ASSIGNMENT: Work through the data below and give the number of lines holding "Defaults", nothing more.
RECORDS TO USE section start
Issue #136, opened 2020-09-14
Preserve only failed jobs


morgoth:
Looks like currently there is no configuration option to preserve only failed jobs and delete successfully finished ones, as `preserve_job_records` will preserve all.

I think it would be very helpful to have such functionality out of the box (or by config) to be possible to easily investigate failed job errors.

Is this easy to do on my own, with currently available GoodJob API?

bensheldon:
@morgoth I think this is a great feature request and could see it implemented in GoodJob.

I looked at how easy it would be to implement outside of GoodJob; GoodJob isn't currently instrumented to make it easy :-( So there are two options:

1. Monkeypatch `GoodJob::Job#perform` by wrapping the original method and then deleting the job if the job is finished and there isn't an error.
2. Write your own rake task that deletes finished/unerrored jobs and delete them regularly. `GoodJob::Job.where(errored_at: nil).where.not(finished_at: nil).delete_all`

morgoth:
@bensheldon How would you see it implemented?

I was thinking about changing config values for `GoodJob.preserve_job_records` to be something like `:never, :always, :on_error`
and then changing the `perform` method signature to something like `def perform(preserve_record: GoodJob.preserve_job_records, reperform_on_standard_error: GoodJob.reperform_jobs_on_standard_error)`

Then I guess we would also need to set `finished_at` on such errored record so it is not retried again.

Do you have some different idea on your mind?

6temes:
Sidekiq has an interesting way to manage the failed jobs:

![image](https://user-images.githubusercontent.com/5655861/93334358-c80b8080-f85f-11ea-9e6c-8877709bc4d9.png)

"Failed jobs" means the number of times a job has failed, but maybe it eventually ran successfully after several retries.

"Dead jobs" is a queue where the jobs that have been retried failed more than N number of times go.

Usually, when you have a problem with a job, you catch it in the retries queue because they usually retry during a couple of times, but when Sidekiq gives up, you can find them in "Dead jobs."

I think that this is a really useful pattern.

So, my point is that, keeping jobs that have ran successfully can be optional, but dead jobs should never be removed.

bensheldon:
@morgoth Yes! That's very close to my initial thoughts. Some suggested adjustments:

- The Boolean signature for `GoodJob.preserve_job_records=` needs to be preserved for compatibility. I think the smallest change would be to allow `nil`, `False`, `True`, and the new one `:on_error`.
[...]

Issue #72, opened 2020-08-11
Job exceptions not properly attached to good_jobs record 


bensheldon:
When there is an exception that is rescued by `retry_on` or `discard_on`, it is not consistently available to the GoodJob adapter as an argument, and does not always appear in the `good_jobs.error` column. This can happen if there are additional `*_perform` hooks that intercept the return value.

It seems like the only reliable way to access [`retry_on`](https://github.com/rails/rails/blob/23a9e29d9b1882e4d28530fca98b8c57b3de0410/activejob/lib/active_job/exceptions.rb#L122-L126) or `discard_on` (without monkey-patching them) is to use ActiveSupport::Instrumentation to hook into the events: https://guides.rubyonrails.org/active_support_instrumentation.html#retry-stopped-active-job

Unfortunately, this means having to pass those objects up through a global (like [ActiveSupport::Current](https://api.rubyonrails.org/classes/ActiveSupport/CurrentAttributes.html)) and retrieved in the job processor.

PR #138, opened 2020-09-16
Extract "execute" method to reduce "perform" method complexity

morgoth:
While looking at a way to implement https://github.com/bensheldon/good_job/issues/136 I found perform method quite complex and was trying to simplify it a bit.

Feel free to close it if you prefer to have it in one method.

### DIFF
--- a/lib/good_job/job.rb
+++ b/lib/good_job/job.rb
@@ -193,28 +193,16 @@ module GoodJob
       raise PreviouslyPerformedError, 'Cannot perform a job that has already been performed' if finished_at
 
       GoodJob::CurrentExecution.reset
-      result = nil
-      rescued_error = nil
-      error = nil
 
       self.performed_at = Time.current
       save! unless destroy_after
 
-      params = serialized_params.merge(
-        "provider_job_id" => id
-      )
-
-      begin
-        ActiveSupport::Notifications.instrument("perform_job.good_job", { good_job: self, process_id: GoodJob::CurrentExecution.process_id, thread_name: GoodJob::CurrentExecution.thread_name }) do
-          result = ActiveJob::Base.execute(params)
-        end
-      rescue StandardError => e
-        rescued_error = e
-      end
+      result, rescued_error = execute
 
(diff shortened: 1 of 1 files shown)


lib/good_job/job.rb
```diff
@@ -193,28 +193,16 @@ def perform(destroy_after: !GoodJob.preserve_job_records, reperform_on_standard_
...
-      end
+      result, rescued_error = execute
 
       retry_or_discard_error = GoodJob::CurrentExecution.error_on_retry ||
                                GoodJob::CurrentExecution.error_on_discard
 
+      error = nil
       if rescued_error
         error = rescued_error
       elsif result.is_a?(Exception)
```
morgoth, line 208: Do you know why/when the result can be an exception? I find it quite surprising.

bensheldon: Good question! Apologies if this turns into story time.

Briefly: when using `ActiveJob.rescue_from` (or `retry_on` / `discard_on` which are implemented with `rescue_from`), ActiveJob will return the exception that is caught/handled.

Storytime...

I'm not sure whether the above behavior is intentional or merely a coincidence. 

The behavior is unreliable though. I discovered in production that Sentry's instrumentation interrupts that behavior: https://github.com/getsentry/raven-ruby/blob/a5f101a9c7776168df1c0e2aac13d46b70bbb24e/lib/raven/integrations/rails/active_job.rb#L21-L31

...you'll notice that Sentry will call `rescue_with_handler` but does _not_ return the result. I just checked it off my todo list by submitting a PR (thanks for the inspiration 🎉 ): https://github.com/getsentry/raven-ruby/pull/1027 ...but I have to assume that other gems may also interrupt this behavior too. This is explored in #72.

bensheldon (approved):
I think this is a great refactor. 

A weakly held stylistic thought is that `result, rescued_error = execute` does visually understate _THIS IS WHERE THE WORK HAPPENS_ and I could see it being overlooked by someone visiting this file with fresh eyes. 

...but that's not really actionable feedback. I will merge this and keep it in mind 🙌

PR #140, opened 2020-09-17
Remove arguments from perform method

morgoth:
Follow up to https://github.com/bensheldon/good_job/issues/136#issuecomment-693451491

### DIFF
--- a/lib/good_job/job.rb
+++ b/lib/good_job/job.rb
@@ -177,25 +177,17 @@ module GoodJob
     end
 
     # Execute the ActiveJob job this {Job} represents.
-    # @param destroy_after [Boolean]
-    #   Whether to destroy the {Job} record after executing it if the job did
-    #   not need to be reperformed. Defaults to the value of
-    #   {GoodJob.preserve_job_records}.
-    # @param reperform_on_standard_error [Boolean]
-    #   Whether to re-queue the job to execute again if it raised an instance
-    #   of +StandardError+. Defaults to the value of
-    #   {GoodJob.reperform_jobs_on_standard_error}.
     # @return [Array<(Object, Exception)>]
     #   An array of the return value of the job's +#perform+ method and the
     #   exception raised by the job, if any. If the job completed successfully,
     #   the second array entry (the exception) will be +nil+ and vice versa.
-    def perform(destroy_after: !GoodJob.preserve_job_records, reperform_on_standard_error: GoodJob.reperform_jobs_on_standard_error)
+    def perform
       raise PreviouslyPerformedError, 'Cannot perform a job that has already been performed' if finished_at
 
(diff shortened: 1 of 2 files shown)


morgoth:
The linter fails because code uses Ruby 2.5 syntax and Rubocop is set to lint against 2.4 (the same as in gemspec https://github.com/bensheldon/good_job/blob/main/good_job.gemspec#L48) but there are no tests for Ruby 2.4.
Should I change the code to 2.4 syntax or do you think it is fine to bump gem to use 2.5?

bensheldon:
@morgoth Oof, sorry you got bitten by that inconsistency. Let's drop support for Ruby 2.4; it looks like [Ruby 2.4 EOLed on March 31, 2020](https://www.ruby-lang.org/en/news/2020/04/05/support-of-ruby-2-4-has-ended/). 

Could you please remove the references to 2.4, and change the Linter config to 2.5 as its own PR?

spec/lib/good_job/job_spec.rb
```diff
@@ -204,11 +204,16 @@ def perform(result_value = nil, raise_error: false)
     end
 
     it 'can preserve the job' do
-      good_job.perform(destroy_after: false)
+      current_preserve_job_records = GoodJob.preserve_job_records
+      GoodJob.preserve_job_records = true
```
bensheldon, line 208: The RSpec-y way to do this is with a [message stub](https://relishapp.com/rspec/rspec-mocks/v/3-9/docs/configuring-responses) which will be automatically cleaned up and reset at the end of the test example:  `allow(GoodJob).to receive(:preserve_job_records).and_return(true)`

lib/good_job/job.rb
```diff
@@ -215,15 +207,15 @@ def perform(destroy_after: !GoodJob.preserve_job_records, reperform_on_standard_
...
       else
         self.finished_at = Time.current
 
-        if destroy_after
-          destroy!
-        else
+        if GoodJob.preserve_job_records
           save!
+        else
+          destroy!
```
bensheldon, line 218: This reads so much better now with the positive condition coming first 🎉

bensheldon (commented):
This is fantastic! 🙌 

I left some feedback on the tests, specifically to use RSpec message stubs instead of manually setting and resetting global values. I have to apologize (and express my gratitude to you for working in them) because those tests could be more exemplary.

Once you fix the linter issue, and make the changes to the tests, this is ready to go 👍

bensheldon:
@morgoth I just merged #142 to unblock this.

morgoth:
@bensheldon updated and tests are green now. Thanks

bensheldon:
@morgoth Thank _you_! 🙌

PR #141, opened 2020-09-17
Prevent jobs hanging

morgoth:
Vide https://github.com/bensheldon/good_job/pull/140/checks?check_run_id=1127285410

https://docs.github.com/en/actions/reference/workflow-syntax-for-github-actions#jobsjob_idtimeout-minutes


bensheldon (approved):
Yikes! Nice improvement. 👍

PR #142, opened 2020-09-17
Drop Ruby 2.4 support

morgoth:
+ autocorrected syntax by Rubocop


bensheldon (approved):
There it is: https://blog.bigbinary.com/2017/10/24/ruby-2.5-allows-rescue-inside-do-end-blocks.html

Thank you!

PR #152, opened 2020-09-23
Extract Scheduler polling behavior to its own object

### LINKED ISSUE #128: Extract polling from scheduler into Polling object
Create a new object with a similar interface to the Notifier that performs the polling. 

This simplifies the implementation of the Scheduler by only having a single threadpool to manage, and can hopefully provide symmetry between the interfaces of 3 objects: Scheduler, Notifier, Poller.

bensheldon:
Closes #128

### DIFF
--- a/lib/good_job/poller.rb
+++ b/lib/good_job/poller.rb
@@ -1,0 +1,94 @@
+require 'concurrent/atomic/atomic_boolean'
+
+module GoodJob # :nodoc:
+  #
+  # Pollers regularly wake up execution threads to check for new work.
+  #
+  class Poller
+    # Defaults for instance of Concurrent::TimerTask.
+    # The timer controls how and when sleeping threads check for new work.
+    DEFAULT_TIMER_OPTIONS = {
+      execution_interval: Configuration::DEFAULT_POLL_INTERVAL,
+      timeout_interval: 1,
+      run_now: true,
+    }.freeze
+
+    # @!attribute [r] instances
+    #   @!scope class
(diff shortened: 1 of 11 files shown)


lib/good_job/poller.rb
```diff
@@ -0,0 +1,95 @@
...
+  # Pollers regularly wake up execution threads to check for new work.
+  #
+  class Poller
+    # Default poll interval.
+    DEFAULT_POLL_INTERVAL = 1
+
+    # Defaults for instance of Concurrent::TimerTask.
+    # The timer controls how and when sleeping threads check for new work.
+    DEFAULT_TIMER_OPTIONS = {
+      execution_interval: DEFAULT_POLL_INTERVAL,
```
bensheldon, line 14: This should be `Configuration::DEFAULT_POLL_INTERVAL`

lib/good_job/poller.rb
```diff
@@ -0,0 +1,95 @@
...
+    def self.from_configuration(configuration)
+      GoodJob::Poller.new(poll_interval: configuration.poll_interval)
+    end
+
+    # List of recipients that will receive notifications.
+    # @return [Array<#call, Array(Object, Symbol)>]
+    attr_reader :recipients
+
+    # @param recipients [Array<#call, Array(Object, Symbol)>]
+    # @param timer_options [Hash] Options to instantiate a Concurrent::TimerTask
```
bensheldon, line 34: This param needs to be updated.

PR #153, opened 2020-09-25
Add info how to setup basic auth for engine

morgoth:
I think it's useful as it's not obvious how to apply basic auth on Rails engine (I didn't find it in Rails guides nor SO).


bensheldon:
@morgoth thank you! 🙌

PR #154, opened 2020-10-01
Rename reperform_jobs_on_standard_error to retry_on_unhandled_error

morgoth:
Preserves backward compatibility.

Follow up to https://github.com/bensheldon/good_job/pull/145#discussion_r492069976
RECORDS TO USE section end
SOLUTION FOR THIS EXERCISE: 4